The 2025 Tour de France Femmes avec Zwift is set to be the longest yet, with the race extending to nine stages, it was announced on Monday.
The fourth edition of one of the biggest women’s races of the year will be the longest yet, adding an extra stage on. It was also announced that it will begin in Brittany, a return to France for the Grand Départ.
The official Tour X (formerly known as Twitter) account posted: “A Grand Départ from Vannes before crossing the Finistère the next day, the Tour de France Femmes will then return to Morbihan for the third stage and a total of nine stages on the menu for the 2025 edition!”
The 2024 race will begin with a stage from Vannes to Plumelec, before a second stage from Brest to Quimper.

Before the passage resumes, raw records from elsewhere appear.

PR #1179, opened 2026-08-03
refactor(token-info): drop @solflare-wallet/utl-sdk, resolve mints server-side

askov:
## Description

`app/utils/token-info.ts` instantiated `@solflare-wallet/utl-sdk`'s `Client` in the browser. Under Next 16 + Turbopack that crashes: Next's unconditional `modularizeImports.lodash` rewrites `import { chain, chunk } from 'lodash'` in `utl-sdk/lib/esm/utils.js` into `import chain from 'lodash/chain'`, and `lodash/chain.js` never registers the lazy `.flatten()` / `.map()` methods on the wrapper prototype. The result was `chain(...).flatten is not a function` — an unhandled rejection on **every transaction with token movements**, so token symbols never loaded in `TokenBalancesCard`.

Both halves of the lookup now live behind `/api/token-info`, which accepts an array of addresses:

1. **UTL list** — the existing server-only `getTokenInfos` (`entities/token-info/api/fetch-token-mints.ts`).
2. **On-chain Metaplex fallback** — for mints the list does not carry, built on the Umi pipeline already in `entities/nft` (added in #911). It keeps the SDK's behaviour: `Fungible`-only token standard, `verified: false`, null-padding stripped from on-chain names, and the 5s per-mint `metaplexTimeout`.

The fallback is **opt-in** (`includeOnChainFallback`). The SDK's `fetchMints` included it, so batch callers get it; `getTokenInfoWithoutOnChainFallback` does not, keeping the contract each function already documented and avoiding new RPC cost on single-mint lookups.

The RPC endpoint is resolved server-side via `serverClusterUrl` rather than sent from the browser — a client-supplied URL would let a caller point the route at an arbitrary host.

### Why now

The third day will begin in La Gacilly before it leaves Brittany.
This year’s race, which begins in Rotterdam, the Netherlands, on 12 August, takes place over just seven days, with stage two split into two halves, to keep it at eight stages. This is due to the Paris Olympics, with the race also moving dates from immediately post the men’s event due to the games.
Last May, the race’s director, Marion Rousse, told Cycling Weekly that there were no current plans to add further stages to the Tour, but the organiser will reconsider “when the time comes”.
“We certainly don’t want to expand too quickly,” she said. “There were women’s Tours de France before us, and since we’re a new edition, it means that what came before didn’t work out.
“I want the race to still exist in 100 years’ time, and not shut down in a few years.”
“We have to take it little by little,” she stressed. “We’re not closing the door on any possibilities. Of course, when the time comes, we’ll add more stages if we can.”
Nine days will give the race more possibility of crossing France to the high mountains of the Pyrenees of the Alps without the need for long transfers, something the riders and fans will both appreciate.
At nine stages, the Tour would be longer than any current women’s Grand Tour – the 2024 editions of the Vuelta Femenina and the Giro d’Italia Women both have eight days, just like this year’s Tour. However, the Giro has had ten stages in recent memory.